**WHAT YOU NEED TO DO:** Please retype all of the following entries exactly.

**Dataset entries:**

PR #5297, opened 2022-08-09
Closes #5189 - Compatibility class with one dot com

### LINKED ISSUE #5189: Compatibility with One.com (CDN and page cache)
- [x] Made sure you’re on the latest version `3.11.3`

**Describe the bug**
When One.com is used with WP Rocket's minification, none of the assets are minified (not created). 

The debugged is returning: 

```
Couldn’t get the file path from the URL.
```

Tracking back the error, `$file_path` is returning empty: 

https://github.com/wp-media/wp-rocket/blob/635769c38d685916b97f8184bd7f9219baddefca/inc/Engine/Optimization/Minify/JS/Minify.php#L213-L224

The remaining possible compatibilities are listed in the following comments - https://github.com/wp-media/wp-rocket/issues/5189#issuecomment-1167274538

It would be good to implement compatibility class with `One.com` hosting:
1. If their CDN is enabled
- Grey out our CDN input and fill it with the CNAME value
- Either exclude /wp-includes/(.*) or confirm with One.com why it's handled like this on their end
2. If their Page Caching is enabled
- Clear cache when needed
- Clear our cache when action happens in One.com plugin
- Grey out our Varnish add-on

```
X-VC-Enabled: true | false
X-VC-Cacheable: NO | Yes
X-VC-TTL: seconds (30 days)
X-VC-Purge-Key : timestamp
X-VC-Purge-Host : $_SERVER['SERVER_NAME']
X-VC-Purge-Method:
```
**To Reproduce**
1. Use One.com
2. Use JS or CSS minfication
3. See that all links using `usercontent.one` are not minified

**Expected behavior**
We should minify all assets served by One.com. 

**Screenshots**
N/A

**Additional context**
Ticket - https://secure.helpscout.net/conversation/1929106271/350176

- [ ] Reproduce the problem
- [ ] Identify the root cause
- [ ] Scope a solution
- [ ] Estimate the effort

jeawhanlee:
## Description

This PR adds compatibility class for one.com

Fixes #5189 

## Type of change

## How Has This Been Tested?

Automated & Manual Tests

# Checklist:


assets/css/wpr-admin-common.css
```diff
@@ -23,3 +23,6 @@
 	text-align: center;
 	z-index: 26;
 }
+.wp-core-ui select:disabled {
+	background-image: none;
+}
```
remyperona: what is this for?

remyperona (commented):
thinking out loud, could we use the `pre_get_rocket_option_` filter instead of  changing the value on init?

inc/ThirdParty/Hostings/OneCom.php
```diff
@@ -0,0 +1,269 @@
...
+		return $settings;
+	}
+
+	/**
+	 * Purge varnish cache.
+	 *
+	 * @return boolean
+	 */
+	public function should_display_varnish_auto_purge_input(): bool {
+		return $this->is_varnish_active() ? false : true;
```
remyperona:
```suggestion
		return ! $this->is_varnish_active();
```

The value returned by the method is already a boolean, you can use it directly

inc/ThirdParty/Hostings/OneCom.php
```diff
@@ -0,0 +1,269 @@
...
+	 *
+	 * @return string
+	 */
+	public function build_cname(): string {
+		if ( ! isset( $_SERVER['ONECOM_DOMAIN_NAME'] ) && ! isset( $_SERVER['HTTP_HOST'] ) ) {
+			return '';
+		}
+
+		$domain_name = $_SERVER['ONECOM_DOMAIN_NAME']; // phpcs:ignore WordPress.Security.ValidatedSanitizedInput.InputNotSanitized, WordPress.Security.ValidatedSanitizedInput.MissingUnslash
+		$http_host   = $_SERVER['HTTP_HOST']; // phpcs:ignore WordPress.Security.ValidatedSanitizedInput.InputNotSanitized, WordPress.Security.ValidatedSanitizedInput.MissingUnslash
```
remyperona: would be better to sanitize the values instead of ignoring the warnings

assets/css/wpr-admin-common.css
jeawhanlee: Screenshot 2022-08-12 at 11 01 40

**REPLY TO THE TASK:**
PR #5297, opened 2022-08-09
Closes #5189 - Compatibility class with one dot com

### LINKED ISSUE #5189: Compatibility with One.com (CDN and page cache)
- [x] Made sure you’re on the latest version `3.11.3`

**Describe the bug**
When One.com is used with WP Rocket's minification, none of the assets are minified (not created). 

The debugged is returning: 

```
Couldn’t get the file path from the URL.
```

Tracking back the error, `$file_path` is returning empty: 

https://github.com/wp-media/wp-rocket/blob/635769c38d685916b97f8184bd7f9219baddefca/inc/Engine/Optimization/Minify/JS/Minify.php#L213-L224

The remaining possible compatibilities are listed in the following comments - https://github.com/wp-media/wp-rocket/issues/5189#issuecomment-1167274538

It would be good to implement compatibility class with `One.com` hosting:
1. If their CDN is enabled
- Grey out our CDN input and fill it with the CNAME value
- Either exclude /wp-includes/(.*) or confirm with One.com why it's handled like this on their end
2. If their Page Caching is enabled
- Clear cache when needed
- Clear our cache when action happens in One.com plugin
- Grey out our Varnish add-on

```
X-VC-Enabled: true | false
X-VC-Cacheable: NO | Yes
X-VC-TTL: seconds (30 days)
X-VC-Purge-Key : timestamp
X-VC-Purge-Host : $_SERVER['SERVER_NAME']
X-VC-Purge-Method:
```
**To Reproduce**
1. Use One.com
2. Use JS or CSS minfication
3. See that all links using `usercontent.one` are not minified

**Expected behavior**
We should minify all assets served by One.com. 

**Screenshots**
N/A

**Additional context**
Ticket - https://secure.helpscout.net/conversation/1929106271/350176

- [ ] Reproduce the problem
- [ ] Identify the root cause
- [ ] Scope a solution
- [ ] Estimate the effort

jeawhanlee:
## Description

This PR adds compatibility class for one.com

Fixes #5189 

## Type of change

## How Has This Been Tested?

Automated & Manual Tests

# Checklist:


assets/css/wpr-admin-common.css
```diff
@@ -23,3 +23,6 @@
 	text-align: center;
 	z-index: 26;
 }
+.wp-core-ui select:disabled {
+	background-image: none;
+}
```
remyperona: what is this for?

remyperona (commented):
thinking out loud, could we use the `pre_get_rocket_option_` filter instead of  changing the value on init?

inc/ThirdParty/Hostings/OneCom.php
```diff
@@ -0,0 +1,269 @@
...
+		return $settings;
+	}
+
+	/**
+	 * Purge varnish cache.
+	 *
+	 * @return boolean
+	 */
+	public function should_display_varnish_auto_purge_input(): bool {
+		return $this->is_varnish_active() ? false : true;
```
remyperona:
```suggestion
		return ! $this->is_varnish_active();
```

The value returned by the method is already a boolean, you can use it directly

inc/ThirdParty/Hostings/OneCom.php
```diff
@@ -0,0 +1,269 @@
...
+	 *
+	 * @return string
+	 */
+	public function build_cname(): string {
+		if ( ! isset( $_SERVER['ONECOM_DOMAIN_NAME'] ) && ! isset( $_SERVER['HTTP_HOST'] ) ) {
+			return '';
+		}
+
+		$domain_name = $_SERVER['ONECOM_DOMAIN_NAME']; // phpcs:ignore WordPress.Security.ValidatedSanitizedInput.InputNotSanitized, WordPress.Security.ValidatedSanitizedInput.MissingUnslash
+		$http_host   = $_SERVER['HTTP_HOST']; // phpcs:ignore WordPress.Security.ValidatedSanitizedInput.InputNotSanitized, WordPress.Security.ValidatedSanitizedInput.MissingUnslash
```
remyperona: would be better to sanitize the values instead of ignoring the warnings

assets/css/wpr-admin-common.css
jeawhanlee: Screenshot 2022-08-12 at 11 01 40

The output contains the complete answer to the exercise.